• **Assigned task**
Give the number of lines in the material below that contain the word "more", and nothing else.
Start of Source records
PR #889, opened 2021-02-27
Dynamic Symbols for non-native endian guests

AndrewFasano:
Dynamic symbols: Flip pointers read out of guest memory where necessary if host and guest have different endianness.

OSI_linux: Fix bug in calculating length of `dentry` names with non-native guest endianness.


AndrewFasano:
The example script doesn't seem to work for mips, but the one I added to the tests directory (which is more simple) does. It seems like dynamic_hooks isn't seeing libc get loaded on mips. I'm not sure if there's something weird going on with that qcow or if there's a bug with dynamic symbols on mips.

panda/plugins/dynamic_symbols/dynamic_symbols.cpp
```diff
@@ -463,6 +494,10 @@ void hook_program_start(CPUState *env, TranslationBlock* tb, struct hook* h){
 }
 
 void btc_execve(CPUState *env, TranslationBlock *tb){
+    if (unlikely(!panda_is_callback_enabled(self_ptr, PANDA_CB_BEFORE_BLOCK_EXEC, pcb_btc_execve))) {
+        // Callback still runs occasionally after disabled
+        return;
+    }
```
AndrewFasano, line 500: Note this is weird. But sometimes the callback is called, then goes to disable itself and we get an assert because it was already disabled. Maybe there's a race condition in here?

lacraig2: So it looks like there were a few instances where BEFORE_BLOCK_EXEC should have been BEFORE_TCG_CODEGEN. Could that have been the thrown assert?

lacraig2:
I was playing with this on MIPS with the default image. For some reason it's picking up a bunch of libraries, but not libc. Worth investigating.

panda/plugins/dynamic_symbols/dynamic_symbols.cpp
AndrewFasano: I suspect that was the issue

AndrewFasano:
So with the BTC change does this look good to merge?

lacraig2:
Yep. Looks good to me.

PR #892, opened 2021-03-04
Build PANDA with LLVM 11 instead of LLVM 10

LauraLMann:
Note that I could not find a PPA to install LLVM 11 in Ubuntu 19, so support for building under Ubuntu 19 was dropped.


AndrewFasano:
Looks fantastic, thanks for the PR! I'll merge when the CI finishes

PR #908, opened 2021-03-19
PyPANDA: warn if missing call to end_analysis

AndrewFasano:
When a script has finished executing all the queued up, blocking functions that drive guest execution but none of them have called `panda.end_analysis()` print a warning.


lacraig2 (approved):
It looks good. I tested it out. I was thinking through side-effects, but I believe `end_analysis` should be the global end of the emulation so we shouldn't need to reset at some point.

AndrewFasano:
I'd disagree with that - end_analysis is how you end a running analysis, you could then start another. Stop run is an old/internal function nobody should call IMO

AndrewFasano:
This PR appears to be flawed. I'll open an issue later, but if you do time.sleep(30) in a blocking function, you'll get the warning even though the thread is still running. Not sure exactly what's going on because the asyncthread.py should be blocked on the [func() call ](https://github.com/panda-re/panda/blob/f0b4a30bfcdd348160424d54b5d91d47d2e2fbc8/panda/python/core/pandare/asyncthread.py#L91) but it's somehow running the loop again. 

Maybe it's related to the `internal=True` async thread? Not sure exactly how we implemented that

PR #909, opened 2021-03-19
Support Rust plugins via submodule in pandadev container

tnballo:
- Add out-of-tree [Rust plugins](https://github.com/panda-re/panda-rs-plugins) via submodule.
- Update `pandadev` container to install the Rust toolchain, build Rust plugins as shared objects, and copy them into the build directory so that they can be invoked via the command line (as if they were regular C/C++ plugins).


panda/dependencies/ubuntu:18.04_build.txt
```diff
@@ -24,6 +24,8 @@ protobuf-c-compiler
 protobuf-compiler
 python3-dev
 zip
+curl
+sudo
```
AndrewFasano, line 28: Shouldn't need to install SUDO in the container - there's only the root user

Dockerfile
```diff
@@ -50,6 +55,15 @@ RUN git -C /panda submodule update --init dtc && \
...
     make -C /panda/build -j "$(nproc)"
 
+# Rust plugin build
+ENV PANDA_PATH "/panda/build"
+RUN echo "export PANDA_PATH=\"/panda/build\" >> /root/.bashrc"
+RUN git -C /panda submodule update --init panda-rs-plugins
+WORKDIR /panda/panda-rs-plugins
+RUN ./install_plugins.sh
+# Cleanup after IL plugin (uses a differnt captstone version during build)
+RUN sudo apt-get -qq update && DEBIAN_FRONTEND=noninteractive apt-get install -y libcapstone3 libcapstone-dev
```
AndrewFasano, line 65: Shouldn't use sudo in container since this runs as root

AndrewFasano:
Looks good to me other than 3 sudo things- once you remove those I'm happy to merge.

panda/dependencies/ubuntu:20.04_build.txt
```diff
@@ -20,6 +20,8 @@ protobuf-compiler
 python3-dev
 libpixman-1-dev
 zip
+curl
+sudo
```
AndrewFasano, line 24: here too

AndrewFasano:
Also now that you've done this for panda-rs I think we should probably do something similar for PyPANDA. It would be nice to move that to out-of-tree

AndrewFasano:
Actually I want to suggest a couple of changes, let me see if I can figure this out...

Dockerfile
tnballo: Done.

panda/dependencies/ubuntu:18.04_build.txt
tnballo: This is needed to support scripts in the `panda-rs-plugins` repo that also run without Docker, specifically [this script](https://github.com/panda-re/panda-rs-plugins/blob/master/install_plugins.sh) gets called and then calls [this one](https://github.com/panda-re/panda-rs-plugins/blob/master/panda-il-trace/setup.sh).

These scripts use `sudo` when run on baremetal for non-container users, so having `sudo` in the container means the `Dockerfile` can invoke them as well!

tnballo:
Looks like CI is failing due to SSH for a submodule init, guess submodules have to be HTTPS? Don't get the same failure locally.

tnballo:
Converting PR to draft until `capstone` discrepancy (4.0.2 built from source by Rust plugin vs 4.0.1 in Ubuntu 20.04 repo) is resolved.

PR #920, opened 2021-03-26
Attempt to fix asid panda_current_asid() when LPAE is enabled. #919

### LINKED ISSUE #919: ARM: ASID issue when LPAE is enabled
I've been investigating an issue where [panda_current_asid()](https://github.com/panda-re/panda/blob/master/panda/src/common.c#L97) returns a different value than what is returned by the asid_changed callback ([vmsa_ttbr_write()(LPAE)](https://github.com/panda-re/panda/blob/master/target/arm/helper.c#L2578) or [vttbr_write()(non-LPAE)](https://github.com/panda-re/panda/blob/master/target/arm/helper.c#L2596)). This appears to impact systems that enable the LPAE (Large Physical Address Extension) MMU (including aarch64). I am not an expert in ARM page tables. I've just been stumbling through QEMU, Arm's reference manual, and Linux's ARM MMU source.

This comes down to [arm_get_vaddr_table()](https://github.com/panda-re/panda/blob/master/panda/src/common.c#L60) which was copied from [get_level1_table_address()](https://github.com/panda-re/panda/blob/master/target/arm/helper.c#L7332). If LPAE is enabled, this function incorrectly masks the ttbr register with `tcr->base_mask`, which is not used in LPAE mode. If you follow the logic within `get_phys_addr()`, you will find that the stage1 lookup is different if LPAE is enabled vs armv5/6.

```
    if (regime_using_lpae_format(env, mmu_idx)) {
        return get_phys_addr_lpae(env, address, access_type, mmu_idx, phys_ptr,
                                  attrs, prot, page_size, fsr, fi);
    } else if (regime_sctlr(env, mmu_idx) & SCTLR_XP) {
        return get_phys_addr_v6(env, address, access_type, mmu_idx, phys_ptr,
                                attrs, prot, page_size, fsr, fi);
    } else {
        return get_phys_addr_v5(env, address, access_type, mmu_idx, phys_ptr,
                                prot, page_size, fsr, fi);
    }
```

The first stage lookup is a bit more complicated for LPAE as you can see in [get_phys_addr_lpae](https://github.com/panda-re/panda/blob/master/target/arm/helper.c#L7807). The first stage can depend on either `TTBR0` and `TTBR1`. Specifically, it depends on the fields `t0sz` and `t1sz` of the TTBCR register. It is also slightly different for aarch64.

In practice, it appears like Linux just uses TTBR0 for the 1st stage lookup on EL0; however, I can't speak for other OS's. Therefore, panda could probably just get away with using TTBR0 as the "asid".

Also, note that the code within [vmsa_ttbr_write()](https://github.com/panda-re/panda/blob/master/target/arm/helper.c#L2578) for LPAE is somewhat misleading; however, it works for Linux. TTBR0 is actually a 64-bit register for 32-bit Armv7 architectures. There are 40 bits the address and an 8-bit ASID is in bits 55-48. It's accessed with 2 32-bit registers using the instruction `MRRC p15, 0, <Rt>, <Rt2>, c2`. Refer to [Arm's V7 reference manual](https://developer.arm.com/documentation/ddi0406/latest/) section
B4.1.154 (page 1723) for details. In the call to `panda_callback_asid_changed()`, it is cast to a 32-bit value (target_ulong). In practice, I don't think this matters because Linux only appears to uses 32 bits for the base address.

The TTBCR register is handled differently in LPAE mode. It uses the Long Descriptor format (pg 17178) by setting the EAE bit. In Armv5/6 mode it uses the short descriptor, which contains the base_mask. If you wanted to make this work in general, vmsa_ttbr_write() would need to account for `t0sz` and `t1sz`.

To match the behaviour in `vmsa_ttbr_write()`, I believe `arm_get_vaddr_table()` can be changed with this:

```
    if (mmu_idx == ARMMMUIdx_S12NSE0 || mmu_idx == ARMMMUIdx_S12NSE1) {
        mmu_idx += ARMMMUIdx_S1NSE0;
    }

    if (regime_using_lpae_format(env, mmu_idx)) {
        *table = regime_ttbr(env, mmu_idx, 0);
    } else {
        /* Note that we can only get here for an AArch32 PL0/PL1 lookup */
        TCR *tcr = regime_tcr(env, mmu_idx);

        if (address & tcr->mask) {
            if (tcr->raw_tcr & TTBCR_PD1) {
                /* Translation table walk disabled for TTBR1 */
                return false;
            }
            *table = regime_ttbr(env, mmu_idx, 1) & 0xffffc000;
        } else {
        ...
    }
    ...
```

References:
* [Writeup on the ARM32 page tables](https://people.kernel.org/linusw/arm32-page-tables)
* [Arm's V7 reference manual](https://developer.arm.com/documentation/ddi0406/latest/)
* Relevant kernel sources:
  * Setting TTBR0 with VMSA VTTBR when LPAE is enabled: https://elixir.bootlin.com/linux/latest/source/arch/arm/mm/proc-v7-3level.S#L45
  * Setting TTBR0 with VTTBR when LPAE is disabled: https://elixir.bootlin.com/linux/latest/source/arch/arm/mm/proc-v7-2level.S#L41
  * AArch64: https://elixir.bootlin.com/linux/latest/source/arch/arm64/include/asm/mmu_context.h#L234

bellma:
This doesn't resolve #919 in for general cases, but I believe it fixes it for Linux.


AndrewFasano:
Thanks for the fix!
End of Source records
• **Output**
2